In deze zaak heeft de Rechtbank Den Haag op 23 januari 2017 uitspraak gedaan in een belastingkwestie betreffende de inkomstenbelasting en de bijdrage Zorgverzekeringswet (Zvw) van eiser, die in 2013 zowel loon uit dienstbetrekking ontving als zorg verleende aan mevrouw F, waarvoor hij betaald werd uit haar persoonsgebonden budget.
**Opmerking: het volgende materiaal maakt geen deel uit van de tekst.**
PR #631, opened 2026-01-06
Support locked system accounts with systemd 257+

stoeckmann:
## Summary
Beginning with version 257, systemd supports locked system accounts. Use them if available.

A locked system user is more restrictive than a system user with a locked password. The former disallows any form of logins, while the latter could be accessed through other password-less means.

This is just another defensive step, i.e. no security bugfix!

See also https://archlinux.org/todo/change-sysusers-to-fully-locked-system-accounts/

### DIFF
--- a/data/meson.build
+++ b/data/meson.build
@@ -1,6 +1,7 @@
 service_conf = {
   'libprivdir': pk_prefix / pk_libprivdir,
   'polkitd_user': polkitd_user,
+  'polkitd_user_lock': polkitd_user_lock,
   'polkitd_uid': polkitd_uid,
 }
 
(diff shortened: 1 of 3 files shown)


bluca:
I'm not sure it's worth having an option for this? Just set the `!` always? If some distribution backports new polkit to an older version (systemd v256 is from 2024), they can provide their own sysusers.d file, as it's trivial to do so, while a meson option has to be maintained forever

stoeckmann:
> I'm not sure it's worth having an option for this?

It wouldn't be, but this is not an option. :)

The version is retrieved anyway and this PR just adds a check of this version.

> Just set the `!` always?

I could live with that as well.

jrybar-rh:
> Just set the `!` always? If some distribution backports new polkit to an older version (systemd v256 is from 2024), they can provide their own sysusers.d file

Yeah, true. Especially when it is recommended to always have the lock there, the distros that do not reflect that can always deploy their own sysusers file.

@stoeckmann, will you be able to push the change, or should I close this and make a fast change myself?
Anyway, thank you.

stoeckmann:
Hi, I've just updated the PR

bluca (approved):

Eiser had in zijn aangifte inkomstenbelasting alleen zijn loon opgegeven, terwijl de inspecteur van de Belastingdienst in de aanslag ook het inkomen uit zorgverlening had meegenomen. De rechtbank moest beoordelen of eiser ib/pvv en bijdrage Zvw verschuldigd was over dit inkomen en of hij dit inkomen als bruto of netto had ontvangen.
Eiser stelde dat er loonheffing was ingehouden door F en dat de vergoeding voor de zorgverlening netto aan hem was uitbetaald, wat hij met een contract had geregeld. De rechtbank oordeelde echter dat eiser dit niet aannemelijk had gemaakt, aangezien hij geen jaaropgaaf of contract had overgelegd. Bovendien was niet gebleken dat eiser en F gebruik hadden gemaakt van de ‘opting-in regeling’ en dat F als inhoudingsplichtige voor de loonheffing bekend was. De rechtbank concludeerde dat het inkomen uit zorgverlening kwalificeerde als belastbaar resultaat uit overige werkzaamheden en dat eiser hierover ib/pvv en bijdrage Zvw verschuldigd was. Het beroep van eiser werd ongegrond verklaard.
De rechtbank benadrukte dat als eiser met F een netto tarief had afgesproken, hij met haar moest regelen dat hij deze bedragen terugkreeg. Ook werd het beroep geacht mede betrekking te hebben op de belastingrente, maar eiser had geen zelfstandige gronden aangevoerd tegen de in rekening gebrachte belastingrente. De rechtbank oordeelde dat er geen aanleiding was voor een proceskostenveroordeling. De uitspraak werd openbaar uitgesproken en partijen konden binnen zes weken hoger beroep instellen bij het gerechtshof Den Haag.